We plotted the two trend lines on the same graph in order to see how the growth rates of traffic to both safe and malicious sites compares across the 3-month period.

We found the number of visits to known-bad sites was 22 times higher at the end of March than it was at the beginning of the year. Comparatively, the number of visits to safe sites has only increased 6.5 times in the same period of time. This indicates that the volume of traffic to bad sites is currently growing much faster than traffic to safe sites.

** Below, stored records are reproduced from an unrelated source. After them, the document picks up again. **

PR #218, opened 2024-07-08
configure logging from a zap.Core

leehinman:
## What does this PR do?

Adds new `ConfigureWithCore` to the logp package.  This allows you to use an existing `zapcore.Core` instead of creating a new one.  This is useful if you need to use logp within a project that has already setup a `zapcore.Core` on it's own.

## Why is it important?

Allows projects that use logp for logging to use an existing `zapcore.Core`

## Checklist

## Author's Checklist

- [ ]

## Related issues

- Relates elastic/beats#40110

### DIFF
--- a/logp/core.go
+++ b/logp/core.go
@@ -151,6 +151,56 @@ func ConfigureWithOutputs(defaultLoggerCfg Config, outputs ...zapcore.Core) erro
 	return nil
 }
 
+// ConfigureWithCore configures the global logger to use an output created
+// from `defaultLoggerCfg` and all the output passed by `output`.
+func ConfigureWithCore(defaultLoggerCfg Config, core zapcore.Core) error {
+	var (
+		sink         zapcore.Core
+		level        zap.AtomicLevel
+	)
+
+	level = zap.NewAtomicLevelAt(defaultLoggerCfg.Level.ZapLevel())
+	sink = wrappedCore(core)
+	
+	// Default logger is always discard, debug level below will
+	// possibly re-enable it.
+	golog.SetOutput(io.Discard)
+
+	// Enabled selectors when debug is enabled.
+	selectors := make(map[string]struct{}, len(defaultLoggerCfg.Selectors))
+	if defaultLoggerCfg.Level.Enabled(DebugLevel) && len(defaultLoggerCfg.Selectors) > 0 {
+		for _, sel := range defaultLoggerCfg.Selectors {
+			selectors[strings.TrimSpace(sel)] = struct{}{}
+		}
+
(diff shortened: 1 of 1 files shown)


logp/core.go
```diff
@@ -151,6 +151,56 @@ func ConfigureWithOutputs(defaultLoggerCfg Config, outputs ...zapcore.Core) erro
 	return nil
 }
 
+// ConfigureWithCore configures the global logger to use an output created
+// from `defaultLoggerCfg` and all the output passed by `output`.
+func ConfigureWithCore(defaultLoggerCfg Config, core zapcore.Core) error {
```
belimawr, line 156: @leehinman, I'm confused here, how is this function conceptually different from `ConfigureWithOutputs`?

Even the GoDoc for it is pretty much the same :P

cmacknz:
Is there a unit test that could be written for this function?

logp/core.go
leehinman: observedLogs and the default logger output.  But yes, these are very similar functions.  I'm fine with saying we should refactor.  The reason for opening the PR was to get you to look at it :-)

leehinman:
Converted to draft PR due to PTO and I think Tiago and I need to talk through if we can just use `ConfigureWithOutputs`.

logp/core.go
```diff
@@ -151,6 +151,48 @@ func ConfigureWithOutputs(defaultLoggerCfg Config, outputs ...zapcore.Core) erro
 	return nil
 }
 
+// ConfigureWithCore configures the global logger to use the passed in
+// core.  It is assumed that an output has already been defined with
```
AndersonQ, line 155: [NIT]
Is there any reason to use double spaces after the period?

AndersonQ (approved):
LGTM, but you may want to see if Tiago still has any comments

logp/core.go
mauri870: I recall seeing this in some other PRs from Lee, maybe it is an editor configuration on his side?

leehinman: This is just for context, since you both seem interested.  I'm not getting into a flame war about white space formatting in comments.

It has to do with being old enough that I learned to type on an actual [typewriter](https://en.wikipedia.org/wiki/IBM_Selectric).  2 spaces between sentences were **required**.  To see why they were required take a look at a full sheet of text in Pica 10pt (Courier is pretty close), and make sure justification is disabled.  Without the 2 spaces it is very hard to scan text to see where one sentence ends and one begins.  And since you are using your eyes to "search", this is a very desirable feature.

The analysis above marks some important milestones for our researchers:

  • On February 1, the growth trend in unsafe sites exceeded those associated with safe queries. After that point, the two trend lines follow one another in a steady upward direction with random jumps in red likely showing the impact of targeted (and sometimes short-lived) campaigns on the overall pattern.
  • Feb 23 is where you start to see the traffic to bad sites really gain momentum suggesting more and more effective campaigns are being launched at this time and the trend lines both continue in an upward direction but with the unsafe queries taking a more rapidly increasing arc.
  • On March 18, we hit an inflection point where individuals reach their ‘saturation point’ with legitimate information and (for a variety of reasons) started navigating more to malicious content.
  • Mar 22 represents the most significant spike in unsafe query trends that we have seen yet (though this may not be the last).

How bad is this going to get?

Based on the trends we see here, we expect the volume of traffic to known-bad COVID-19 related sites will continue climbing as bad actors tap into new waves of interest in various news angles, such as the effects on the job market or information on financial support programs. With so many implications to discuss and so many concerned citizens looking for information, bad actors will get crafty in order to continue attracting information-seekers to their malicious sites.

Phishing, scams and other malicious websites are not a new phenomenon. In March, we saw 4 times as many connections to general phishing sites as connections to unsafe COVID domains. So although many malicious domains are using the coronavirus to lure victims in, everyday phishing hasn’t slowed down and still remains the number 1 threat to mobile users.